━━ INPUT DATA

PR #1771, opened 2026-08-21
Add mower progress to StatsEvent

monsivar:
## Summary

Add support for mowing job progress statistics reported by GOAT mowers, with the behavior enabled explicitly for the GOAT O1200 LiDAR (`2i0fns`).

For the O1200, observed stats semantics are:

- `area`: planned total mowing area
- `mowedArea`: area mowed so far
- `time`: estimated total mowing duration

This change preserves compatibility for existing devices while exposing the additional data needed by consumers to calculate mowing progress.

## Changes

- Add optional keyword-only `StatsEvent.mowed_area`
- Parse `mowedArea` from `onStats`
- Parse `mowedArea` from `GetStats`
- Add `CapabilityStats.mowing_job_progress`, defaulting to `False`
- Enable `mowing_job_progress` only for hardware class `2i0fns`
- Keep existing mower models such as `5xu9h3` on their current stats semantics
- Add focused command/message and hardware capability tests

Consumers can derive progress for devices with `mowing_job_progress=True` as:

`mowed_area / area * 100`

## Verification

Observed on a GOAT O1200 LiDAR during a mowing job:

- `area=492475` -> 49.2475 m² planned area
- `mowedArea=28699` -> 2.8699 m² mowed
- progress ≈ 5.83%, shown as 6% in the Ecovacs app
- `time=2304` -> 38m24s estimated total mowing duration

Relevant stats and hardware tests pass locally.

### DIFF
--- a/deebot_client/commands/json/stats.py
+++ b/deebot_client/commands/json/stats.py
@@ -30,6 +30,7 @@ class GetStats(JsonCommandWithMessageHandling, MessageBodyDataDict):
             area=data.get("area"),
             time=data.get("time"),
             type=data.get("type"),
+            mowed_area=data.get("mowedArea"),
         )
         event_bus.notify(stats_event)
         return HandlingResult.success()
--- a/deebot_client/capabilities.py
+++ b/deebot_client/capabilities.py
@@ -199,6 +199,7 @@ class CapabilityStats:
     clean: CapabilityEvent[StatsEvent]
     report: CapabilityEvent[ReportStatsEvent]
     total: CapabilityEvent[TotalStatsEvent]
+    mowing_job_progress: bool = False
 
 
 @dataclass(frozen=True, kw_only=True)
--- a/deebot_client/events/__init__.py
+++ b/deebot_client/events/__init__.py
@@ -2,7 +2,7 @@
 
 from __future__ import annotations
 
-from dataclasses import dataclass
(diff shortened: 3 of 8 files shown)


monsivar:
Downstream Home Assistant implementation is now available as a draft PR for visibility and dependency tracking: https://github.com/home-assistant/core/pull/180054

It intentionally remains in draft until this PR is merged and included in a published `deebot-client` release. At that point the HA branch can bump the dependency, run final validation against the released client version, and be marked ready for review.

deebot_client/commands/json/stats.py
```diff
@@ -30,6 +30,7 @@ def _handle_body_data_dict(
             area=data.get("area"),
```
edenhaus, line 30:
```suggestion
            area=data.get("area", data.get("mowedArea")),
```

I expect `area` is not there if `mowedArea` is there. So this one would be just falling back the `mowedArea` when `area` is not available

monsivar: On the O1200 both fields are present in the same onStats payload. In the capture used for this PR, area=492475 is the planned total area, while mowedArea=28699 is the area completed so far. So mowedArea is not a fallback for area on this device; they represent different values. That's why I kept them separate. I can add the captured payload shape to the test if that would make the distinction clearer.

PR #1772, opened 2026-08-21
Refactor command lookup per device

monsivar:
## Summary

Refactor command lookup so command classes can be resolved from the capabilities configured for a specific device, instead of relying only on the global command-name dictionaries.

This is a prerequisite for supporting different command implementations that use the same command name on different device families.

## Motivation

This addresses the architectural blocker discussed in #1624.

The current global command lookup requires command names to be unique. That prevents, for example, registering two device-specific command classes that both use the same MQTT/API command name.

This PR adds a device-specific lookup while retaining the existing global registries as fallbacks for backwards compatibility.

### Device capabilities

- Extract command classes configured in the capability tree.
- Store a per-device command lookup in `Capabilities`.
- Add `Capabilities.get_command(name)`.
- Preserve the first/primary configured command when multiple capabilities use the same command name.
- Keep commands hidden behind lambdas or otherwise not directly discoverable working through the existing global fallback.

### Legacy message lookup

- Pass the device's capabilities into JSON legacy message lookup.
- Resolve the corresponding command from the device first.
- Fall back to the existing global `COMMANDS` lookup when no device-specific command is available.

### MQTT P2P lookup

- Resolve P2P command classes from the subscribed device's capabilities first.
- Use the receiver device for P2P requests (`q`).
- Use the sender device for P2P responses (`p`).
- Fall back to the existing global P2P command registry when the device does not configure the command.
- Do not fall back to another global implementation when the device explicitly configures the same command name with a non-P2P command.

## Tests

Added coverage for:

- command lookup being specific to device capabilities
- different command classes sharing the same command name
- device-specific legacy message lookup
- device-specific MQTT P2P command lookup
- global MQTT P2P fallback
- preventing an incorrect global P2P fallback for an explicitly configured device command
- correct P2P device routing:
  - request → receiver device
  - response → sender device

## Follow-up

Once this prerequisite is accepted, device families can safely select different command implementations with the same command name, including the mower `clean` command work discussed in #1624.

### DIFF
--- a/deebot_client/capabilities.py
+++ b/deebot_client/capabilities.py
@@ -8,6 +8,7 @@ from enum import StrEnum
 from types import MappingProxyType
 from typing import TYPE_CHECKING, Any
 
+from deebot_client.command import Command
 from deebot_client.events import (
     AdvancedModeEvent,
     AvailabilityEvent,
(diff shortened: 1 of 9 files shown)


monsivar:
@edenhaus This PR addresses the per-device command lookup prerequisite you mentioned in #1624.

All CI checks are passing. When you have time, I’d appreciate a review.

━━━━

> [TASK ITEM] Set all the entries above down again exactly.

> [ANSWER TO THIS PROBLEM]
PR #1771, opened 2026-08-21
Add mower progress to StatsEvent

monsivar:
## Summary

Add support for mowing job progress statistics reported by GOAT mowers, with the behavior enabled explicitly for the GOAT O1200 LiDAR (`2i0fns`).

For the O1200, observed stats semantics are:

- `area`: planned total mowing area
- `mowedArea`: area mowed so far
- `time`: estimated total mowing duration

This change preserves compatibility for existing devices while exposing the additional data needed by consumers to calculate mowing progress.

## Changes

- Add optional keyword-only `StatsEvent.mowed_area`
- Parse `mowedArea` from `onStats`
- Parse `mowedArea` from `GetStats`
- Add `CapabilityStats.mowing_job_progress`, defaulting to `False`
- Enable `mowing_job_progress` only for hardware class `2i0fns`
- Keep existing mower models such as `5xu9h3` on their current stats semantics
- Add focused command/message and hardware capability tests

Consumers can derive progress for devices with `mowing_job_progress=True` as:

`mowed_area / area * 100`

## Verification

Observed on a GOAT O1200 LiDAR during a mowing job:

- `area=492475` -> 49.2475 m² planned area
- `mowedArea=28699` -> 2.8699 m² mowed
- progress ≈ 5.83%, shown as 6% in the Ecovacs app
- `time=2304` -> 38m24s estimated total mowing duration

Relevant stats and hardware tests pass locally.

### DIFF
--- a/deebot_client/commands/json/stats.py
+++ b/deebot_client/commands/json/stats.py
@@ -30,6 +30,7 @@ class GetStats(JsonCommandWithMessageHandling, MessageBodyDataDict):
             area=data.get("area"),
             time=data.get("time"),
             type=data.get("type"),
+            mowed_area=data.get("mowedArea"),
         )
         event_bus.notify(stats_event)
         return HandlingResult.success()
--- a/deebot_client/capabilities.py
+++ b/deebot_client/capabilities.py
@@ -199,6 +199,7 @@ class CapabilityStats:
     clean: CapabilityEvent[StatsEvent]
     report: CapabilityEvent[ReportStatsEvent]
     total: CapabilityEvent[TotalStatsEvent]
+    mowing_job_progress: bool = False
 
 
 @dataclass(frozen=True, kw_only=True)
--- a/deebot_client/events/__init__.py
+++ b/deebot_client/events/__init__.py
@@ -2,7 +2,7 @@
 
 from __future__ import annotations
 
-from dataclasses import dataclass
(diff shortened: 3 of 8 files shown)


monsivar:
Downstream Home Assistant implementation is now available as a draft PR for visibility and dependency tracking: https://github.com/home-assistant/core/pull/180054

It intentionally remains in draft until this PR is merged and included in a published `deebot-client` release. At that point the HA branch can bump the dependency, run final validation against the released client version, and be marked ready for review.

deebot_client/commands/json/stats.py
```diff
@@ -30,6 +30,7 @@ def _handle_body_data_dict(
             area=data.get("area"),
```
edenhaus, line 30:
```suggestion
            area=data.get("area", data.get("mowedArea")),
```

I expect `area` is not there if `mowedArea` is there. So this one would be just falling back the `mowedArea` when `area` is not available

monsivar: On the O1200 both fields are present in the same onStats payload. In the capture used for this PR, area=492475 is the planned total area, while mowedArea=28699 is the area completed so far. So mowedArea is not a fallback for area on this device; they represent different values. That's why I kept them separate. I can add the captured payload shape to the test if that would make the distinction clearer.

PR #1772, opened 2026-08-21
Refactor command lookup per device

monsivar:
## Summary

Refactor command lookup so command classes can be resolved from the capabilities configured for a specific device, instead of relying only on the global command-name dictionaries.

This is a prerequisite for supporting different command implementations that use the same command name on different device families.

## Motivation

This addresses the architectural blocker discussed in #1624.

The current global command lookup requires command names to be unique. That prevents, for example, registering two device-specific command classes that both use the same MQTT/API command name.

This PR adds a device-specific lookup while retaining the existing global registries as fallbacks for backwards compatibility.

### Device capabilities

- Extract command classes configured in the capability tree.
- Store a per-device command lookup in `Capabilities`.
- Add `Capabilities.get_command(name)`.
- Preserve the first/primary configured command when multiple capabilities use the same command name.
- Keep commands hidden behind lambdas or otherwise not directly discoverable working through the existing global fallback.

### Legacy message lookup

- Pass the device's capabilities into JSON legacy message lookup.
- Resolve the corresponding command from the device first.
- Fall back to the existing global `COMMANDS` lookup when no device-specific command is available.

### MQTT P2P lookup

- Resolve P2P command classes from the subscribed device's capabilities first.
- Use the receiver device for P2P requests (`q`).
- Use the sender device for P2P responses (`p`).
- Fall back to the existing global P2P command registry when the device does not configure the command.
- Do not fall back to another global implementation when the device explicitly configures the same command name with a non-P2P command.

## Tests

Added coverage for:

- command lookup being specific to device capabilities
- different command classes sharing the same command name
- device-specific legacy message lookup
- device-specific MQTT P2P command lookup
- global MQTT P2P fallback
- preventing an incorrect global P2P fallback for an explicitly configured device command
- correct P2P device routing:
  - request → receiver device
  - response → sender device

## Follow-up

Once this prerequisite is accepted, device families can safely select different command implementations with the same command name, including the mower `clean` command work discussed in #1624.

### DIFF
--- a/deebot_client/capabilities.py
+++ b/deebot_client/capabilities.py
@@ -8,6 +8,7 @@ from enum import StrEnum
 from types import MappingProxyType
 from typing import TYPE_CHECKING, Any
 
+from deebot_client.command import Command
 from deebot_client.events import (
     AdvancedModeEvent,
     AvailabilityEvent,
(diff shortened: 1 of 9 files shown)


monsivar:
@edenhaus This PR addresses the per-device command lookup prerequisite you mentioned in #1624.

All CI checks are passing. When you have time, I’d appreciate a review.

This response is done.